With a combination of indigenous technology he has developed a solid waste removal system that he is advocating (requires only two cups of water to flush) that will do away with the need for humans to be degraded as untouchables because they clear the untouchable waste of other humans. At a more urban level, visitors to India in the last ten years would have noticed the sprinkling of Sulabh public toilets in the urban centres which one can use (the MacDonalds Golden Arches have not spread enough in India to take a quick bio break when needed). The Sulabh toilet networks are Bindeshwar-ji’s contribution to the urban scenario.
Listening to Bindeshwar-ji explain how this is non violence in practice, I was impressed. “I am not asking for someone to kill or attack another human being because of a social injustice.
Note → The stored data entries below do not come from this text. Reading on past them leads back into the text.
Issue #139, opened 2026-07-06
backend: atomic event-sourced write paths + uniform Filament error UX


Aibolit66:
## Context
Follow-up deferred from #128 / ADR-0028 (synchronous projectors, queued reactors).

With projectors now synchronous and `catch_exceptions=false` ("fail loud"), a
projector that throws mid-write leaves an **orphaned stored event** (event
persisted, read model not updated), recoverable only via
`event-sourcing:replay`. There is currently no transaction around `persist()`.

Note (verified in #128): Spatie's own `AggregateRoot::persistInTransaction()`
wraps only the event write and runs handlers **after** commit, so it does NOT
make event + projection atomic.

## Scope
1. **Atomicity** — wrap event-sourced write paths so the event + synchronous
   projection commit/roll back together (`DB::transaction(fn () => $agg->persist())`
   or equivalent).
2. **Reactor ordering under transactions** — queued reactors dispatched inside a
   transaction must use `after_commit` so they never run before the data is
   committed. This is a global queue/dispatch concern — evaluate blast radius.
3. **Reactor-level idempotency** — `DoorDetectionReactor` and `CommandResponseReactor`
   keep derivations idempotent with `derivedEventExists()` followed by `event()`.
   That pair is not atomic, so two consumers of the `events` queue handling one
   redelivery would each find nothing recorded and each emit. Duplicated events
   are permanent history and every replay counts the outcome twice. Currently
   safe only because both compose files run a single worker, recorded in
   ADR-0040's Risks. Exits: an advisory lock around check-and-emit (as
   `LastAdminGuard` already does), or a unique index over the transaction id per
   event class. Raised in review of #185.
4. **Uniform Filament error UX** — a consistent friendly error notification for
   failed event-sourced admin actions (several actions catch individually today;
   the Group/access actions rely on Filament's generic notification).

## Discussion / decisions needed
- Where to own the transaction boundary (service layer vs a shared helper).
- Whether `after_commit` should be global or scoped to event-sourcing dispatch.
- Whether orphaned-event detection/monitoring is worth adding.

## References
- #128, ADR-0028 (`docs/adr/0028-synchronous-projectors-queued-reactors.md`)
- `config/event-sourcing.php` (`catch_exceptions`, `queue`)

merona-merlin:
The beta scope is implemented in #231:

- event rows and synchronous projections share one transaction;
- Spatie's queued handler job is dispatched only after commit.

[...]

PR #185, opened 2026-07-26
feat: separate command acknowledgement from door-open detection (#94)

### LINKED ISSUE #94: Separate command acknowledgement from door-state open detection and alerts
## Context

The locker client currently sends an `open_compartment` command response with `result: success` after the unlock pulse was sent and initial relay monitoring completed. The backend currently derives this as `CompartmentOpened` and marks the open request as `opened`.

That conflates command execution with the physical door state. A successful unlock pulse does not guarantee that the compartment door actually opened.

This distinction becomes important for operational monitoring and future alerting: if a compartment door opens without a matching command, the system should be able to treat that as a potential break-in, tampering, faulty lock, or sensor issue.

## Scope

- Separate command acknowledgement from physical door-open detection.
- Treat `open_compartment` command success as "unlock pulse sent" / command execution acknowledgement, not physical `opened`.
- Detect physical opening from the configured door input / door-state signal.
- Correlate door-open detection with active or recent open commands.
- Mark an open request as physically opened only when a matching door-open signal is observed.
- Mark or surface a failure such as `OPEN_NOT_DETECTED` when no matching door-open signal is observed within the configured timeout.
- Support future alerting for door-open events without a matching active/recent command.

## Backend event-sourcing requirement

Backend domain behavior must remain event sourced. Any new backend domain event, status transition, alert, or correlation result must be represented as stored domain events and then projected into read models. Do not update domain state only through direct model writes outside the event-sourcing flow.

## Proposed direction

- Keep the client responsible for local hardware-level detection where practical, because it has the command context, compartment mapping, and sensor access.
- Keep `state/compartments` as the source of truth for current physical door state.
- Add explicit command outcome / door-open detection semantics rather than sending a second duplicate `command_response` for the same transaction.
- Update MQTT / AsyncAPI contracts and create or update an ADR if the external message contract changes.

## Open questions

- Should the client emit a dedicated `compartment_open_detected` / `compartment_open_failed` event, or should backend correlate existing door-state snapshots with pending commands?
- What timeout should be used for `OPEN_NOT_DETECTED`?
- How long should the backend consider a door-open event correlated with a previous command?
- What alert severity and workflow should be used for unauthorized door-open detection?

Aibolit66:
Closes #94. Implements [ADR-0031](../blob/feat/94-separate-ack-from-door-detection/docs/adr/0031-separate-command-acknowledgement-from-door-open-detection.md).

## The problem

The client reported `open_compartment` success once the unlock pulse was sent, and the backend recorded that as `opened`. A pulse is not an opened door: the lock can release while the door stays shut — jammed, blocked, held, worn latch.

There are four combinations of "relay fired" and "door opened". The system recorded one of them, and recorded it wrongly in half the cases.

| Relay fired | Door opened | Meaning | Recorded before |
| --- | --- | --- | --- |
| yes | yes | normal open | `opened` |
| yes | no | jam, blocked, bad latch | `opened` ❌ |
| no | yes | uncommanded open | not recorded ❌ |
| no | no | idle | n/a |

Both signals already existed and the client already read both — the relay coil and the Modbus door sensors, polled every 500ms. They were never connected to the open request that caused them.

## The shape

**The client decides.** Detection lives in `OpenCompartmentUseCase`: read the door before firing, watch it after, report `opened` / `already_open` / `door_jammed`. `execute()` still returns as soon as the pulse is sent, so acknowledgement stays immediate and detection runs behind it.

The backend deliberately does *not* correlate snapshot deltas with pending commands. Snapshots are change-only (ADR-0030), so an already-open door publishes nothing and a correlator would report failure for a compartment that is physically open.

**Outcomes travel on the existing event channel**, not as a second `command_response` — that would break inbound dedup (ADR-0002).

**Correlation anchors on the last relay fire**, unbounded, with the delta recorded. The relay fire rather than the command: a command that errored before reaching the lock cannot explain a door opening. No threshold is baked into the event stream; thresholds live in alerting policy where they can change without rewriting history.

`readDoorSensors` was already on `LockerBusPort`, so the client change is application-layer only — no new bus method, no new adapter, `adapters/modbus/` and `main.ts` untouched.

## Backend

`CommandResponseReactor` deriving `CompartmentOpenAcknowledged` instead of `CompartmentOpened` is the entire behavioural fix. The rest is the vocabulary it needs: five stored events, a `DoorDetectionReactor` that translates device events into domain events (mirroring how `CommandResponseReactor` translates generic responses), a status enum replacing the bare string, and projector cases.

| Status | Meaning |
| --- | --- |
| `acknowledged` | Unlock pulse sent. **Was `opened`.** |
| `opened` | Door observed open. |
| `already_open` | Door was open before the pulse. |
| `door_jammed` | Door never opened within the window. |

Legacy `CompartmentOpened` handlers are kept so replay of pre-ADR-0031 events still projects. Rows written before this change carry the old meaning and are not reinterpreted.

## Alerting

Every deviation is surfaced the same three ways: a red badge with a warning icon on the compartment, a danger toast broadcast over Reverb, and mail to holders of `compartment.open`. A successful open alerts nobody.

A jam is maintenance and an uncommanded open is security, but both mean somebody has to walk to that locker, so neither is made quieter than the other.

The badge is necessary because **a jammed compartment reports `door_state: closed` exactly like a healthy one** — the fault is in the lock, not the door position, so it cannot be expressed as a door state. It clears when a later open succeeds, i.e. when the lock is demonstrably working rather than when someone asserts it is.

## A bug only end-to-end testing found

Acknowledgement and detection are derived by two independent queued reactors. A door that opened in 501ms was projected *before* the acknowledgement that preceded it, and the late acknowledgement downgraded `opened` back to `acknowledged`. The projector now always records the acknowledgement timestamp but only moves the status forward. Two regression tests cover it. Unit tests could not see this — they deliver events in order.

## Simulator

Jam mode: a compartment that pulses the relay normally while its door stays shut. Without it the simulator could not produce the outcome this work exists to detect — `flashRelay` unconditionally opened the door. Seedable via `jammed:` in the scenario, togglable with `jam`/`unjam`.

Also fixes the console silently ignoring typed commands when stdin is not a TTY. It now says so and takes `--interactive` to force it on, which is how the alert paths could be verified from a script.

## Verification

Live against the broker and backend, all four paths:

| Case | Result |
| --- | --- |
| Jam | `acknowledged` → `door_jammed` exactly 10s later, badge, toast, 3 mails |
| Uncommanded open | recorded, toast, 3 mails |
| Already open | recorded immediately, toast, 3 mails |
| Healthy open | `opened`, `detection_ms: 500`, **silent** |

`composer quality` clean · 271 backend tests · `pnpm test` 170 client tests · contract tests assert the publisher's real output validates against the new schemas.

## Notes for review

- ADR-0031 is **Proposed** — flip to Accepted if the shape looks right.
- **Deploy needs a worker restart and `config:clear`.** Queue workers are long-running daemons holding old code, and a cached `bootstrap/cache/config.php` will not register the new reactors. Both bit me during testing.
- **Alert recipients** (`compartment.open` = Managers + Admins) are recorded in the ADR as the expected first thing to narrow if it proves noisy.
- **Detection timeout follows `heartbeat_interval_seconds`** rather than its own column. The coupling is a deliberate trade-off; a dedicated column is kept as Alternative D.
- **Mobile is unaffected** — it never subscribes to the open-status channel and never calls the open-requests endpoint, so its only feedback is the unchanged POST response. Telling a user their door did not open needs its own ticket.
- **Not done here:** `pnpm generate:api`. Regenerating surfaces ~300 lines of unrelated pre-existing drift and breaks typecheck in five files. This change adds two optional fields nothing reads. Worth its own housekeeping ticket.


merona-merlin:
@cursor review

Aibolit66:
## Independent review by AI

**Scope:** delta vs `feat/82-locker-fleet-simulator` only — 53 files, +2,956/−132.
Each finding is marked with whether it still holds at the stack tip (`docs/adr-number-collisions`).

### Verified good

Event-sourcing compliance is clean, which is what issue #94 explicitly demanded. `DoorDetectionReactor` only *reads* models (`LockerBank`, `Compartment`) to resolve identity and emits domain events; it never writes read-model state. The five new `StorableEvents` are registered in `config/event-sourcing.php`, projected by `CompartmentOpenRequestProjector`, with side effects isolated in reactors. The old conflation is handled honestly too — `CompartmentOpened` is kept with a "replay support only" note rather than being deleted out from under history.

Contract work is complete rather than implied: `docs/asyncapi/mqtt.yaml` updated, plus three payload schemas and four examples, and `mqttOutboundContract.test.ts` (+88) to hold it.

Test coverage is 14 cases in `DoorDetectionTest` covering the real branches — already-open as its own deviation, a jam recorded as failure not success, late acknowledgement not overwriting a physical outcome, uncommanded open alerting operators but *not* plain users, unknown compartment ignored, unrelated device events left alone.

### 1. Idempotency is check-then-act, so it races — *still live at tip*

`derivedEventExists()` followed by `event(...)` is not atomic, and the reactor is `ShouldQueue` on the `events` queue. Two workers handling a redelivered `DeviceEventReceived` for the same `transaction_id` can both pass the existence check and both emit — producing duplicate `CompartmentDoorOpenDetected` events, which is exactly what the guard exists to prevent.

`test_detection_derivation_is_idempotent` covers *sequential* redelivery, which passes either way; it cannot catch this. Safe only if the `events` queue runs a single worker. If that is the deployment assumption it should be written down; if not, this needs a uniqueness constraint or a lock rather than a read.

### 2. Two unindexed JSONB predicates per door event, on the hottest table — *still live at tip*

Every detection event runs `resolveOpeningRequest()` (`event_properties->commandId`) and `derivedEventExists()` (`event_properties->transactionId`) against `stored_events`. `event_class` is indexed, so each query is bounded to one class — but that class grows without bound: every `CompartmentOpeningRequested` ever recorded, forever, scanned on each door event. `event_properties` is `jsonb` with no GIN index.

It will not show up in testing and will degrade slowly in production. A GIN index, or a small correlation table keyed by transaction id, would bound it.

### 3. ADR numbers in code comments — *already fixed at tip*

This branch adds 12+ `ADR-0031` references in PHP comments plus two `ADR-0026`, against the project convention of keeping ADR numbers out of code and explaining the reason inline instead.

The renumbering is precisely why that convention exists: at the tip, `ADR-0031` is now the *fleet simulator* ADR, door detection became `0040`, and audit log became `0030` — so every one of those comments would now point at the wrong document. At the tip no ADR references remain in `locker-backend/app` or `locker-client/src` at all, so this is already resolved upstack.

### 4. ADR number collision introduced — *already fixed at tip by #214*

`0031-separate-command-acknowledgement-from-door-open-detection.md` lands alongside the existing `0031-website-url-path-localization.md`. (0030, 0032 and 0033 were already doubled before this branch.)

### Verdict

**Approve with follow-ups.** Items 3 and 4 need no action — later work resolved both. Items 1 and 2 are the substantive ones and both survive to the tip: item 1 needs a stated answer on `events`-queue worker concurrency, item 2 is a slow-burn index problem worth an issue rather than a blocker here.

Aibolit66:
## Independent review by AI

**Scope:** issue #94 / PR #185, across all review rounds. Verified at `ff0a4080`; static review, so test and PHPStan figures are the author's.

### Findings

| # | Finding | Status |
|---|---|---|
| 1 | Idempotency guard is check-then-act, so it races | **Resolved** — constraint documented, fix tracked as #139 item 3 |
| 2 | Two unindexed JSONB predicates per door event | **Deferred** — tracked as #222 |
| 3 | ADR numbers in code comments | **Fixed upstack** |
| 4 | ADR number collision | **Fixed upstack** |
| 5 | Forward-only rule guarded acknowledgement but not failure | **Fixed** — `ff0a4080` |
| 6 | Failure handler recorded a timestamp with no reason | **Fixed** — `ff0a4080` |

**1.** `derivedEventExists()` followed by `event()` is not atomic, and two consumers of the `events` queue would both emit on one redelivery — permanent history in an event store. Resolved by documenting the single-worker constraint rather than fixing it: the reactor docblock, both compose files, `CommandResponseReactor` (which shares the queue and the guard), and ADR-0040's Risks, which names both exits. The premise checks out — no `replicas` or `deploy:` in either compose file.

**2.** `event_properties->commandId` and `->transactionId` run against `stored_events` per door event, with `event_class` indexed but `event_properties` bare `jsonb`. Correctly deferred: measurement before a guessed index is right on an event store, and #222 records that reasoning.

**3 & 4.** Zero `ADR-00` references remain in `app/` or `src/`, and no duplicate ADR numbers — door detection is `0040`. Both resolved by #214.

**5.** Only `onCompartmentOpenAcknowledged` was ordering-guarded; the four outcome handlers wrote unconditionally. A command whose relay fired but whose response never published gets an error from restart recovery, which would flip a detected `opened` to `failed` — the exact conflation this PR exists to remove. Now `whereNotIn` covers `Opened`, `AlreadyOpen` and `DoorJammed`. The reverse direction stays unguarded, correctly: a physical outcome arriving after `Failed` should win.

**6.** The first version of that guard put `error_code` and `error_message` inside it, leaving a row reading `status = opened` with a populated `failed_at` and no reason — visible in two Filament tables and the API resource. Now all three are recorded unconditionally and only `status` is withheld, matching the acknowledgement handler.

### Verified good

Event-sourcing compliance is clean: `DoorDetectionReactor` reads models only to resolve identity and emits domain events, never writing read-model state. `CompartmentOpened` is kept with a replay-support note rather than deleted from under history. Contract work is complete rather than implied — AsyncAPI, three payload schemas, four examples, and a contract test holding them. `CommandResponseReactor` now guards both derivations symmetrically, closing the asymmetry noted on #218.

Test coverage reaches the branches that matter: already-open as its own deviation, a jam recorded as failure not success, late acknowledgement and late failure each unable to overwrite a physical outcome, and an ordinary failure still landing — that last one being the test that stops the guard being over-tightened.

### One loose end

`GET open-requests/{commandId}` can now return an `error_code` on a request whose `status` is `opened`. Verified as harmless today — `error_code` appears only in `src/store/generatedApi.ts`, no mobile code reads it, nothing calls the endpoint. But it is a contract semantic that isn't written down. A line in the endpoint's Scramble docs — *`error_code` records what the device reported and does not imply failure; read `status` for the outcome* — would save the next consumer a wrong guess.

### Verdict

**Approve.** All six findings are fixed, correctly deferred with a ticket, or resolved upstack. Both deferrals are tracked with their reasoning (#139 item 3, #222), which is what separates a decision from an omission.

Worth recording for whoever merges: item 6 existed only because a change summary described behaviour the code did not have. Comparing the description against the diff — not reading the diff alone — is what surfaced it, for the second time on this stack.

All that I am trying to do is to change the technology so that the need for such work does not exist…” Believe me this is one of the most realistic applications of Gandhi’s dream that I have heard of. And the determined non violence comes through ever so clearly in the simple, precise way in which Bindeshwar-ji expresses himself. No rhetoric, just measured steps to change centuries of abuse without killing anyone…
He has backed this up with vocational training for the former night soil carriers who now do a variety of new trades. Some of them now sell vegetables and Bindeshwar-ji talked of how some upper caste people would not buy vegetables from them in the beginning because their hands had touched you know what…
Bindeshwar-ji talks of the day he took a group of former ‘untouchable’ women into the Maurya Sheraton, New Delhi’s super plush hotel, for a dinner. In days gone by they would have to announce their arrival by clanging an instrument so that the high caste Brahmins could move away and not be defiled by their shadow. The Hotel Manager was aghast when this crowd came in and tried to stop Bindeshwar-ji. But India was changing, and, the Hotel Manager knew that, by law, he could not stop Bindeshwar-ji bring them in. He just doubled the security and watched. When they finished and Bindeshwar-ji paid the bill, the Hotel Manager and others realized that in some way, Gandhi’s dream had come true…He admits there is a long way to go and the Maurya Sheraton incident is only symbolic…perhaps more potent that the Temple entry satyagrahas of the early twentieth century…
Born as an upper caste Brahmin, Bindeshwar-ji talks of the resistance he faced when he first undertook these projects. He was ostracized by all his close relatives, except by his wife, who, he says, remained silent (silently supportive, one presumes). Listening to this Brahmin talk of his mission to realize Gandhi’s dream I am reminded of the words of the Buddha defining a Brahmin, a word that could mean a spiritually evolved being
Na jatahi na gottena
na jacca hoti brahmano
yamhi saccanca dhammo ca
so suci so ca brahmano.
Not by reason of birth or by virtue of wearing matted locks (a manner of wearing one’s hair, common to 'God men' in India) is a person a Brahmin…
It is by reason of the actions that he performs that he can be called an evolved person, a Brahmin
Bindeshwar-ji, you were born a Brahmin, like many others. What is different is that, unlike many others, you have also proved by your actions to be one. That is rare. More power to you.